Yes. It's also a good idea to use cotton lead ropes rather than nylon.


----------



## Lisa in WA

arabian knight said:


> I agree with that almost. I have never left a halter on ever. Not even when I had Arabians, they should be trained well enough from the start to have a person just walk up to them and put a halter on, or come to the barn when you call them. I see no need at all to have halters on horses while out on pasture.


That's a totally different subject. The point is: If you have to put a halter on a horse that's turned out for whatever reason, it should be a leather or a breakaway halter.


----------



## Rogo

I've never owned a leather halter -- in fact, none of my tack is leather -- hate the upkeep!

But I've never left a halter on any critter, no matter the species, no matter the age.

All my critters roam free on my property. I can walk up to any of them and put a halter on them or call them in.

I raised a lot of mules. They allowed me to put a halter on and take it off soon after their birth. Perhaps they trusted me because their mares did. But the halter was never left on.

I knew a vet who lost a foal due to leaving a halter on. You'd think he would have known better. He fed in bathtubs, the foal's halter got caught on one of the water spouts, no humans were around, and the foal strangled.

I ride with the bridle over the halter. The lead rope is attached to the halter and I tie it under my mounts neck or run it through the front of the saddle. The halter and bridle are not attached.

I don't use a bit, I use a hackamore. The hackamore is attached to the bridle. The reins are attached to the hackamore.

Are you even MORE confused??!! -G-


----------



## bergere

The good quality leather halters won't break any more easy, than the nylon ones. At least with my past experience. 
Is best to get a "break away" halter, if you have to leave a halter on.
Personally, I would recommend leaving a halter on.

Yes, the bit is held on by a bridle. 

Sounds like you are very new to horses and I would highly recommend you taking some lessons. Many teachers will also have you tack up and handle a horse from the ground. ;O)


----------



## rean

Thank you for all of the replies. The main reason I ask is because my daughter wants to make a cotton fabric halter for a 4-H project.
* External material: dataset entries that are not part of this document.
Issue #1016, opened 2022-11-08
Add support for serverless Postgress


unownone:
**Cannot Connect from Serverless Database Solutions**
The current Implementation doesn't work if you are trying to use a serverless postgres instance for using as a production database. It breaks because serverless databases during connection require a options url parameters like `?options=` with a value `--cluster=cluster_name` . This breaks in the current implementation, hence serverless instances from services like cockroachdb does not work.

**Proposed Solution**
Accepting an extra options parameter which may or may not be provided in order to connect to databases that are hosted on a multi tenant system.

PR #1017, opened 2022-11-08
Issue 1017: Connection to Serverless Database Clusters

unownone:
[See Issue : Issue-1016](https://github.com/knadh/listmonk/issues/1016#issue-1440776166) 
# Summary 
This pull request , attempts to fix the issue while connecting to serverless PostgreSQL instances like cockroachdb, etc. It does so by passing an extra argument `options` which is supported by `sqlX` and subsequently `databases/sql` of Golang . 

# Issue
Migrations cannot be run as cockroachdb doesn't support DROP TYPE CASCADE . Which inturn is making everything miserable.
# Attempted Fixes:
- Running migrations from the schema.sql on Cockroachdb's online migration manager - Didn't Work ❌
- Running migrations from cockroach CLI from schema.sql - Didn't Work ❌
- Running migrations from cockroach CLI from shema.sql while removing CASCADE from all DROPs - Partially Worked ✅

Upon this if we try to run it runs into a migration issue , and migration then causes a bunch of other issues while trying to apply them!

### DIFF
--- a/cmd/init.go
+++ b/cmd/init.go
@@ -248,6 +248,7 @@ func initDB() *sqlx.DB {
 		MaxOpen     int           `koanf:"max_open"`
 		MaxIdle     int           `koanf:"max_idle"`
 		MaxLifetime time.Duration `koanf:"max_lifetime"`
+		Options     string        `koanf:"options"`
 	}
 	if err := ko.Unmarshal("db", &c); err != nil {
 		lo.Fatalf("error loading db config: %v", err)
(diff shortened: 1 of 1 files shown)


knadh:
Thanks @unownone. The PR description doesn't describe the actual change in the PR. Could you please explain?

unownone:
@knadh Surely. The change is addition of a `Options` struct attribute which passes down the `options` attribute down to the sqlx handler.  The Options attribute is added in the c struct that is defined in the initDB() method . While initialization we can also pass down a options ( for serverless or other databses ) by setting a `options` option under [db] in config.toml or setting a env variable `LISTMONK_db__options` , it accepts a string and uses it to build the connection URI.

Example : 
If you are using cockroachdb, it provides you a serverless instance for free. To connect to it you have to specify other than the db name host port and password , also another url parameter called options which provides the cluster name . It looks somewhat like this : 
` postgres://<USERNAME>:<PASSWORD>@<host-uri>/<db-name>?sslmode=<ssl>&options=<cluster option>`

knadh:
Makes sense. Thanks.

knadh:
Is this ready to merge?

unownone:
@knadh let me do some testing and will create a pr!

knadh:
https://github.com/knadh/listmonk/commit/5d4f1ea0ad8cbcfac0285659d6e60fd2dec4064c addresses this.

PR #1021, opened 2022-11-12
Cosmetic. Centering the logo in the header

xmacaba:
Cosmetic changes. Looks way better when the logo is centered.


knadh:
Thanks @xmacaba, but that's subjective! I prefer the default listmonk logo on the left. Depends on the type of logo really.

You can easily customize this on your instance by adding a line of CSS in Settings -> Appearance. No need to change the core.

PR #1056, opened 2022-11-24
Partial update of NL i18n

TychoWerner:


i18n/nl.json
```diff
@@ -14,10 +14,10 @@
     "bounces.unknownService": "Onbekende service.",
     "bounces.view": "Zie bounces",
     "campaigns.addAltText": "Voeg alternatieve tekst zonder opmaak toe",
-    "campaigns.archive": "Archive",
-    "campaigns.archiveEnable": "Publish to public archive",
-    "campaigns.archiveHelp": "Publish (running, paused, finished) the campaign message on the public archive.",
-    "campaigns.archiveMeta": "Campaign metadata",
+    "campaigns.archive": "Archiveren",
+    "campaigns.archiveEnable": "Publiceren naar publiek archief.",
```
Jjagg, line 18: There's no trailing period in the original English text here.

```suggestion
    "campaigns.archiveEnable": "Publiceren naar publiek archief",
```

i18n/nl.json
```diff
@@ -14,10 +14,10 @@
     "bounces.unknownService": "Onbekende service.",
     "bounces.view": "Zie bounces",
     "campaigns.addAltText": "Voeg alternatieve tekst zonder opmaak toe",
-    "campaigns.archive": "Archive",
-    "campaigns.archiveEnable": "Publish to public archive",
-    "campaigns.archiveHelp": "Publish (running, paused, finished) the campaign message on the public archive.",
-    "campaigns.archiveMeta": "Campaign metadata",
+    "campaigns.archive": "Archiveren",
```
Jjagg, line 17: Sorry for the separate review, but I think this should be the noun archive ('Archief'), not the verb ('Archiveren'). At least that's how it is in the german translations. @knadh?

knadh: Yep, it should be the noun.

knadh: @TychoWerner Could you please amend the PR with this change?

TychoWerner: These changes are valid.

PR #1059, opened 2022-11-25
Update ca.json

davidesteve:
Update Catalan version for v2.3.0 #1039


davidesteve:
Hope it works like that.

I am not sure it can be done because of the strength factor. Possibly for decorative purposes. But maybe with enough interfacing and good stitching it can be done.


----------



## Minelson

Sounds like a neat project! Post pictures when you are done  

Halter
http://www.valleyvet.com/ct_detail.html?pgguid=19a53222-a6a5-4141-a4ab-4c801ae0506e&gas=halter

rope halter
http://www.valleyvet.com/ct_detail.html?pgguid=2e87bf47-7b6a-11d5-a192-00b0d0204ae5&gas=halter

Bridle
http://www.valleyvet.com/ct_detail.html?pgguid=30e075d1-7b6a-11d5-a192-00b0d0204ae5&gas=bridle


----------



## rean

Minelson said:


> Sounds like a neat project! Post pictures when you are done


Thanks for the links! I will post pics. :0)


----------



## 2horses

Maybe she could braid the fabric tightly and make something closer to a rope halter with it.


----------



## Sededl

If you dont want to spend a bunch on a break away halter, make one, take a new shoe string, tie it to the buckle then run it through the rivets on any halter, thin cheap nylon works well, tie it tight and let them go. Chances are the shoe string will break before the halter (or maybe the hardware). However if the horse is left out all the time, routinely check the tie, as they can dry rot, loosen etc etc


----------